A three-year field experiment was conducted to construct phenomic datasets through a combination of variety selection, tailored planting densities, and treatments with plant growth regulators (PGRs), generating 288 datasets encompassing 30 phenotypic traits from maize populations with distinct structural characteristics. To quantify maize stalk lodging resistance, plant bending strength was measured, and these comprehensive phenotypic indicators were collected through field surveys and calculations. A machine learning model, based on the random forest algorithm, was developed to identify and define clear indicators of maize stalk lodging resistance, providing a robust framework for understanding this critical trait.

Results

Approximately 46.9 %, 23.2 %, and 10.3 % of the trait pairs showed absolute correlation coefficients greater than 0.5, 0.7, and 0.8, respectively, indicating substantial collinearity among indicators.

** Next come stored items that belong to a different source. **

PR #644, opened 2024-04-04
chore: add end-to-end test for ApiGatewayV2

SankyRed:


tests/end-to-end.rs
```diff
@@ -84,6 +84,7 @@ test_case!(cloudwatch, "CloudwatchStack", &["golang"]);
 test_case!(ecs, "EcsStack", &["java", "golang"]);
 test_case!(ec2, "Ec2Stack", &["java", "golang"]);
 test_case!(efs, "EfsStack", &["java", "golang"]);
+test_case!(apigatewayv2, "ApiGatewayV2Stack", &["csharp", "golang", "python"]);
```
colifran, line 87: I'm concerned about not synthesizing python and csharp. If these aren't working you may have uncovered a bug. Could you remove these and we can debug the failing tests?

colifran (changes requested):
Looks like this is going in the right direction! See my comment below.

PR #661, opened 2024-04-29
fix(all): a single allowed value causes failure

TheRealAmazonKendra:
We are checking for the second value of allowed values first when checking for booleans. This causes a failure when only one allowed value is provided for a parameter.

This PR includes the template that is being tested against but not the test cases because there are still other failures. The next PR will include the test cases and a fix for the bug preventing a successful run.

Fixes part of https://github.com/aws/aws-cdk/issues/29752


colifran (approved):
LGTM!

PR #751, opened 2024-11-25
fix: allow translation of doubles from strings

### LINKED ISSUE #750: string to float translation does not work
I noticed recently when creating some cloudwatch alarms that if you input a string with a float/double, the program crashes (it also doesn't really tell you WHERE it crashes, which is saddening).

When looking deeper into the code, this failure occurs when the resolving type in IR uses specification data, and sees a Number, and tries to parse a String -> Int, but in this case the string is a float (also a valid number).

From the integration tests example, note **Threshold**
```
    "MyApi5xxErrorsAlarm": {
      "Type": "AWS::CloudWatch::Alarm",
      "Properties": {
        "AlarmDescription": "Example alarm",
        "Namespace": "AWS/ApiGateway",
        "Dimensions": [
          {
            "Name": "ApiName",
            "Value": "MyApi"
          }
        ],
        "MetricName": "5XXError",
        "ComparisonOperator": "GreaterThanThreshold",
        "Statistic": "Average",
        "Threshold": "0.005",
        "Period": 900,
        "EvaluationPeriods": 1,
        "TreatMissingData": "notBreaching",
        "AlarmActions": [
          {
            "Fn::ImportValue": {
              "Fn::Sub": [
                "${Environment}AlarmsTopicArn",
                {
                  "Environment": {
                    "Ref": "EnvironmentName"
                  }
                }
              ]
            }
          }
        ]
      }
    }
```

iph:
There were certain templates that errored out and said "not a valid integer". When looking at the code, it turns out that if a string thinks there is a number -- a number in JSON can be either integer or doable. Originally, the code parsed only ints, so any float/double fails outright. This update now will try both. I'm sure in the future we will need to try to parse one, fail, parse the other -- but for now, just look for a ".".

Fixes #750

### DIFF
--- a/src/ir/resources/mod.rs
+++ b/src/ir/resources/mod.rs
@@ -85,11 +85,20 @@ impl<'a, 'b> ResourceTranslator<'a, 'b> {
                             }
                         })?)),
                         Primitive::Number => {
-                            Ok(ResourceIr::Number(s.parse().map_err(|cause| {
-                                Error::ResourceTranslationError {
-                                    message: format!("{cause}"),
-                                }
-                            })?))
+                            let ir = match s.contains(".") {
+                                true => ResourceIr::Double(WrapperF64::new(s.parse().map_err(
+                                    |cause| Error::ResourceTranslationError {
+                                        message: format!("{cause}"),
+                                    },
+                                )?)),
+                                false => ResourceIr::Number(s.parse().map_err(|cause| {
+                                    Error::ResourceTranslationError {
+                                        message: format!("{cause}"),
+                                    }
+                                })?),
+                            };
+
+                            Ok(ir)
                         }
                         _ => Ok(ResourceIr::String(s)),
                     };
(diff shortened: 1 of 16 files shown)


mrgrain:
> Seems failure is from:
> 
> https://github.com/cdklabs/cdk-from-cfn/blob/main/.github/workflows/status-checks.yml#L81-L82
> 
> Did we add OIDC enablement?

I think you are right. They have release a new major version recently which had a lot of bugs at release. Can you try reverting the action back to v4 and see if that does it?

iph:
Agh. One day codecov, one day. Yeah, let me revert codecov to v4.

mrgrain:
Otherwise approved.

iph:
nice. Will first get out the revert, then will rerun workflows, just to get it flowing again.

iph:
no worries fam, love codecov despite the minor hiccups in v5 action :D

PR #1003, opened 2025-08-21
fix: number parameters are converted to strings

### LINKED ISSUE #974: Bug: Wrong typescript types generated for template parameters other than string
For a CFN template with following parameters
```yaml
Parameters:
  env:
    Type: String
  kinesisStreamName:
    Type: String
  kinesisStreamShardCount:
    Type: Number
    Default: 1
```
the typescript type generated is
```ts
export interface MyStackName extends cdk.StackProps {
  /**
   */
  readonly env: string;
  /**
   */
  readonly kinesisStreamName: string;
  /**
   * @default 1
   */
  readonly kinesisStreamShardCount?: string;
}
```

Expectation: The tool should generate the correct parameter types.

TheRealAmazonKendra:
Fixes #974


src/synthesizer/csharp/mod.rs
```diff
@@ -164,14 +165,31 @@ impl Synthesizer for CSharp<'_> {
                         _ => "",
                     };
                     if let Some(v) = &param.default_value {
-                        cfn_param.line(format!(
-                            "Default = {list_optional_prefix}props.{name}{list_optional_suffix} ?? \"{}\",",
-                            v.escape_debug()
-                        ));
+                        let default_conversion = match param.constructor_type.as_str() {
+                            "Number" => {
+                                if param.no_echo.as_ref().is_some_and(|x| x == "true") {
```
rix0rrr, line 170: How does `no_echo` factor into this value being optional or not?

tests/end-to-end/batch/csharp/Stack.cs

Lasso regression was employed for feature selection, reducing 30 indicators to 16 key features. Based on these 16 indicators as input parameters and plant bending strength as the output parameter, a prediction model was constructed using the Random Forest algorithm. The model performed excellently, with a coefficient of determination of 0.94, a root mean square error of 0.82, and a relative root mean square error of 0.09. Sensitivity analysis of the model indicated that the crushing strength of the 7th internode in maize is the key factor affecting Plant bending strength, with an importance score of 0.743, significantly higher than other phenotypic traits.

Conclusion

This study developed a machine learning-based model for evaluating maize plant bending resistance, identifying the crushing strength of the 7th internode as a key trait for breeding stalk lodging-resistant varieties.

Significance

This study, utilizing machine learning models, pioneered the identification of key traits for maize stalk lodging resistance, providing new theoretical basis for breeding stalk lodging-resistant varieties and contributing to maintaining maize yield potential and grain quality.